Nitrates are major components in fertilizers, explosives and by-products of certain detonated explosives, and may enter discharge waters from the mining and agricultural industries. Nitrates promote the growth of algae and other plant life in slow-moving streams, rivers and lakes resulting in increased turbidity and oxygen depletion, eventually destroying life in such waterways. Large quantities of nitrates in drinking water are harmful to animals and humans as a result of conversion to nitrites by gastrointestinal bacteria since hemoglobin reacts with nitrites in place of oxygen, thereby causing respiratory failure. Methods for removing nitrates from solutions include ion exchange, reverse osmosis and biological methods, which are expensive and nondestructive, thereby generating wastes that must be treated.
Determination of nitrate inn concentration in water is important in environmental and marine chemistry. Nitrate levels in soil are also an important parameter for agriculture. Nitrite ions generated by reduction of nitrate ions may be detected by spectrophotometric measurement. Such reduction has been achieved by passing sample solutions through a copperized cadmium column; however, the eluted solutions contain cadmium and copper which must be eliminated before discharge. An ammonium chloride and disodium ethylenediaminetetraacetic acid buffer having a pH of about 8.5 has been used as a carrier solution for sample solutions. Hydrazine has also been utilized in the reduction step. Nitrite in the original sample may be determined by removing the cadmium column.
Photolysis of nitrates to nitrites or ammonia is known. Water denitrification by stopping the reduction of nitrate at nitrite, lowering the pH of the water, and air sparging the unstable nitrite from of the water has been described. Nitrate photoreduction in sample solutions containing humic acid or hydrazine at a pH of 10 and continuously sparged with argon gas to eliminate oxygen has been performed, and analyzed using an ion chromatograph. The nitrate reduction was found not to exceed 21%. A two-stage process for decreasing the nitrate content of water by reducing nitrates to nitrogen has been reported: photochemical reduction to nitrite; and reduction of nitrite to nitrogen using amidosulphuric (sulfamic) acid.
Spectrophotometric determination of nitrate in samples of river, inland sea and open sea water by photo-induced reduction of nitrate to nitrite in a phosphate-buffered carrier solution at pH 8 flowed through a quartz coil irradiated using a mercury lamp has been studied. The conversion efficiency of nitrate was approximately 50%.

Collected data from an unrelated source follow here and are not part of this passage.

PR #4821, opened 2022-06-06
End blender render process when cancel button is pressed.

JacksonRG:
# Bug:
When rendering an animated title, clicking cancel doesn't end the render process.

# Test:
1) If you have blender running, close it.
1) Open your task manager, and search blender.
    - You should see only one task
1) Open the Animated Titles Dialog
1) Click render on a title. (I recommend `Fly Towards` title, as it renders pretty quickly)
1) In your task manager, see a process appear.
1) Click cancel on the Animated Title Dialog.
1) The blender process should close soon (a few seconds) after you click cancel.

### DIFF
--- a/src/windows/views/blender_listview.py
+++ b/src/windows/views/blender_listview.py
@@ -585,7 +585,7 @@ Blender Path: {}
     def Cancel(self):
         """Cancel the current render, if any"""
         #QMetaObject.invokeMethod(self.worker, 'Cancel', Qt.DirectConnection)
-        self.cancel_render.emit()
+        self.worker.Cancel()
 
     def Render(self, frame=None):
         """ Render an images sequence of the current template using Blender 2.62+ and the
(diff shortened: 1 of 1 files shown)


JacksonRG:
[Blender can not be canceled (continues running in background)](https://trello.com/c/8Tnr7DMk/119-blender-can-not-be-canceled-continues-running-in-background)

jonoomph:
LGTM, but I'll be honest: I don't really follow the logic (based on just this PR). Let's just make sure we've really tested this fully:
1. That rendering a title still works (without any canceling)
2. Canceling a title kills the blender process (and exits the dialog), etc...

JacksonRG:
Still testing (testing slowed down because the code that was working on day started crashing the next day.)

And also I noticed the thread doesn't exactly get *killed* (It just hangs around using 0 resources.) even though I think I'm using the same signals as when the render finishes.

I'll update you when I can test more, and get the process to really end.

jonoomph:
LGTM

PR #4787, opened 2022-05-02
Fixing QtWebEngine Black/not-rendered Timeline

jonoomph:
Disable sandbox support for QtWebEngine (required on some Linux distros for the QtWebEngineWidgets to be rendered, otherwise no timeline is visible). This was initially reported on OpenSUSE and the latest Ubuntu 22.04.
https://doc.qt.io/qt-5/qtwebengine-platform-notes.html#sandboxing-support

Closes [#4676](https://github.com/OpenShot/openshot-qt/issues/4676)

PR #4827, opened 2022-06-20
Add dissable sandbox to the environment when openshot launches.

JacksonRG:
PR #4787 fixed this issue in our AppImages, but certain other setups were still encountering the issue of the timeline never showing up.

This PR moves this definition to `app.py`, so that it can apply to all ways of running openshot.

Tested the appimage, and it still shows timeline.

### DIFF
--- a/installer/launch-linux.sh
+++ b/installer/launch-linux.sh
@@ -32,11 +32,6 @@ export LD_LIBRARY_PATH="${HERE}"
 # Set some environment variables
 export QT_PLUGIN_PATH="${HERE}"
 
-# Disable sandbox support for QtWebEngine (required on some Linux distros
-# for the QtWebEngineWidgets to be rendered, otherwise no timeline is visible).
-# https://doc.qt.io/qt-5/qtwebengine-platform-notes.html#sandboxing-support
-export QTWEBENGINE_DISABLE_SANDBOX="1"
-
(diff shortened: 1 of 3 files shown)


JacksonRG:
[Dissable Sandbox when building from source](https://trello.com/c/co7s5EcL/148-dissable-sandbox-when-building-from-source)

jonoomph:
A few comments/questions:
* Does this need to be set before the `imports` of QtWebEngine*?
* Can we add some additional documentation to this (and some spacing), to give future devs an understanding of why this line of code exists? (example comment below)
* Should we remove our fix from https://github.com/OpenShot/openshot-qt/pull/4787/files, since including the ENV VAR in our `launch.py` script should work for all our builds - of course, this needs to be tested and verified though. But seems like 1 place in the code would be better than 2 places.

```
# Disable sandbox support for QtWebEngine (required on some Linux distros
# for the QtWebEngineWidgets to be rendered, otherwise no timeline is visible).
# https://doc.qt.io/qt-5/qtwebengine-platform-notes.html#sandboxing-support
```

jonoomph:
I do think `launch.py` is an appropriate place for this code. But also, we might try `app.py`, unless that is too-late in the lifecycle for this to be useful. `app.py` might be even better than `launch.py`.

jonoomph:
LGTM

Improved photoreduction efficiency has been achieved by flowing samples in a phosphate-buffer carrier solution having a pH of 7.0 to which the activators ethylenediaminetetraacetic acid (EDTA) or diethylenetriamine-N,N,N′,N″,N″-pentaacetic acid (DTPA) have been added through poly(tetrafluoroethlyene) (PTFE) tubing irradiated with a mercury lamp. The reduction efficiency was found to be 70-84%, with higher conversion efficiencies being obtained using DTPA as the activator.
Total nitrite (reduced nitrate plus any nitrite originally existing in the sample) may be determined by diazotizing with sulfanilamide followed by coupling with N-(1-naphthyl)ethylenediamine dihydrochloride. The resulting water soluble azo dye has a magenta color which may be read at 540 nm, and is known as the Griess test.